If my parents were better at sharing their television set, they might well have saved the souls of their daughters from eternal damnation. It’s their fault, really. Their weakness begat our weakness, and now we are all going to H-E-Double-toothpicks in a fiery hand-basket. An Easter basket, to be specific.

Our parents insisted on watching the Twins play New York on television while we waited for Easter dinner to be served. Our eldest sister Julie was at the game, along with her significant other, Howard and her daughters Kate and Jane. My daughter was sleeping, which is PRIME loll-around on the couch in front of the boob tube time. But did they allow us to indulge in an E True Hollywood Story, or a made for TV movie on Lifetime? Oh, no. They had to assert their power over television, and watch the Twins get whalloped by New York, leaving Molly, Betsy and I to entertain ourselves at the table, which was set for dinner. Beautifully, I might add. The silver and crystal were laid out. The Beatrix Potter figurines were genteelly displayed at the center of the table.

We had nowhere else to go.

It started innocently enough. We started playing with the little bunnies that surrounded the floral centerpiece. This begged the question: Did my mother throw away the shoddily painted baby chick I made at community school when I was seven years old? The creepy one with the unsettling pink eyes…. Where was it, and why had she not included it in the Easter display? Offended, I began to rummage through the cabinets in the dining room buffet and began unearthing some Easter artifacts, including my pink-eyed chick, a violet decal-laden bunny cotton-ball dispenser and several other creations equally horrendous and unsettling. We proudly added each atrocity to the burgeoning menagerie.

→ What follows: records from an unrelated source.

PR #58, opened 2018-07-06
OCLOMRS-78: Move the Add dictionary button to the Dashboard

hadijahkyampeire:
# JIRA TICKET NAME:
[OCLOMRS-78: Move the Add dictionary button to the Dashboard](https://issues.openmrs.org/browse/OCLOMRS-78)

# Summary:
- This involves moving the dictionary button from the side Navigation bar to the Page where dictionaries display.

### DIFF
--- a/src/components/dashboard/container/DictionariesDisplay.jsx
+++ b/src/components/dashboard/container/DictionariesDisplay.jsx
@@ -4,117 +4,132 @@ import propTypes from 'prop-types';
 import InfiniteScroll from 'react-infinite-scroll-component';
 import { connect } from 'react-redux';
 import '../styles/index.css';
-import { fetchDictionaries, searchDictionaries, fetchDictionary } from '../../../redux/actions/dictionaries/dictionaryActionCreators';
+import {
+  fetchDictionaries,
+  searchDictionaries,
+  fetchDictionary,
+} from '../../../redux/actions/dictionaries/dictionaryActionCreators';
 import { clearDictionaries } from '../../../redux/actions/dictionaries/dictionaryActions';
 import SideBar from '../components/SideNavigation';
 import ListDictionaries from '../components/dictionary/ListDictionaries';
 import SearchDictionaries from '../components/dictionary/DictionariesSearch';
 import UserDashboard from '../components/dictionary/user/UserDashboard';
+import AddDictionary from '../components/dictionary/AddDictionary';
 
 export class DictionaryDisplay extends Component {
-    static propTypes = {
-      fetchDictionaries: propTypes.func.isRequired,
-      dictionaries: propTypes.arrayOf(propTypes.shape({
-        dictionaryName: propTypes.string,
-      })).isRequired,
-      isFetching: propTypes.bool.isRequired,
-      searchDictionaries: propTypes.func.isRequired,
-      clearDictionaries: propTypes.func.isRequired,
-      fetchDictionary: propTypes.func.isRequired,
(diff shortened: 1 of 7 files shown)


src/components/dashboard/container/DictionariesDisplay.jsx
```diff
@@ -4,117 +4,132 @@ import propTypes from 'prop-types';
...
+    clearDictionaries: propTypes.func.isRequired,
+    fetchDictionary: propTypes.func.isRequired,
+    organizations: propTypes.arrayOf.isRequired,
+  };
+  constructor(props) {
+    super(props);
+    this.state = {
+      searchInput: '',
+      dictionaryViewOptions: 'user',
+      show: false,
```
IAMOTZ: Hi @hadijahkyampeire 
This state variable naming is somehow vague.
Just by looking at it, I am unable to guess what you are trying to show/hide, but after digging into the codebase I discovered that it is used to toggle the display of the Dictionary Modal.
A variable naming like `showDictionaryModal` would be better, the purpose of the variable is clear from its naming.

src/components/dashboard/container/DictionariesDisplay.jsx
```diff
@@ -4,117 +4,132 @@ import propTypes from 'prop-types';
...
-    onSearch(event) {
-      const { value, name, checked } = event.target;
-      const trueValue = event.target.type === 'checkbox' ? checked : value;
-      this.setState({ [name]: trueValue });
-      if (name === 'searchInput' && value.length <= 0) {
-        this.props.clearDictionaries();
-        this.props.fetchDictionaries(value);
-      }
-    }
+  handleHide = () => this.setState({ show: false });
```
IAMOTZ: What are you trying to hide with this method(`handleHide`)?
Though it is understandable form the content of the function that you are switching the value of a state variable(`show`). It would be better if the name of the method is more explanatory as to what the method is doing, this would ensure clarity of purpose when this method is passed to other components as` props`.

src/components/dashboard/container/DictionariesDisplay.jsx
```diff
@@ -4,117 +4,132 @@ import propTypes from 'prop-types';
...
+  handleShow = () => this.setState({ show: true });
```
IAMOTZ: What are you trying to hide or show with these methods (`handleHide`, `handleShow`)?
Though it is understandable form the content of the methods that you are switching the value of a state variable(`show`). It would be better if the name of the methods is more explanatory as to what the methods are doing, this would ensure clarity of purpose when this methods are passed to other components as` props`.

src/components/dashboard/container/DictionariesDisplay.jsx
hadijahkyampeire: Thanks for that but I think that will be done in another PR for refactoring code since this was for just moving the button and its properties to another page

src/components/dashboard/container/DictionariesDisplay.jsx
hadijahkyampeire: Same for these it will be another PR for refactoring code

IAMOTZ: Understood.

src/components/dashboard/container/DictionariesDisplay.jsx
IAMOTZ: Owk. That's awesome.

We started to get a little cheeky.

Wouldn’t it be funny to sneak in a few Christmas decorations to see if anyone noticed? We added a Christmas donkey made of rope, and replaced a salad plate with one that read “Christmas 1997”. We added a pink-cheeked cherub. We muffled our giggles as we heard approaching footsteps, careful not to arouse suspicion.

We found our mothers red ceramic plate that reads “You are special today”.

There was no turning back at this point.

We fell all over ourselves with laughter, choking back hysterical tears. “Jesus!” I croaked. “We’ll set a place for Jesus! Jesus is special today!”

If being crucified and then rising from the dead doesn’t deserve the red “you are special today” plate, then I certainly don’t know what does. We set a place at the table for Jesus. Jesus got the red plate.

And there you have it, the moment we sealed our fates. If our parents had just let us watch TV like we wanted, I would not be worrying right now if that whole scene was technically blasphemy, and if my soul is destined for the fiery depths of Hell.

I really hope Jesus has a good sense of humor. That would certainly bode well for me and my eternal soul.


Blogger cmhl said...

oh myyyyyyyyyyyyy... ha!!!!!!!!!!!

1:28 PM  
Blogger sweetney said...

"jesus got the red plate."

oh man, that's PERFECT.

7:56 PM  
Blogger Amanda Marlaena said...

YES! I love that, no matter how far we get from our childhood days, we never tire of innocent, childlike moments.

No way are you going to hell for your pranks. I personally believe that god, et al. has a sense of humor ... and nothing is more hilarious than blasphemy.

Way to go!

11:43 PM  
Blogger mothergoosemouse said...

Pictures please!!!

11:22 AM  
Blogger Rude Cactus said...

If Jesus doesn't have a sense of humor (and he does indeed exist), I'm so screwed.

12:02 PM  
Blogger Dawn said...

At least you didn't lay towels down - so , you know - he wouldn't bleed all over the carpet...

4:26 PM  
Anonymous Anonymous said...

Yo, Meghan! Jesus here. Nice try
with the red plate and all, but I'm
afraid you've all got some atoning
to do. I lost my sense of humor
during the second Bush administration.

6:52 PM  
Blogger Mary Tsao said...

I always wanted a big funny family like yours!

9:35 AM  
Anonymous TB said...

Sweet! Just the right mix of blasphemy and family togetherness - the true meaning of Easter :o)

5:28 PM  
Anonymous roo said...

Yes, but shouldn't Jesus get the red plate every day?

1:11 AM  
Anonymous madge said...

In my mind, Jesus now wears a t-shirt that says:

I died on a cross for your sins and all I got was this crummy plate.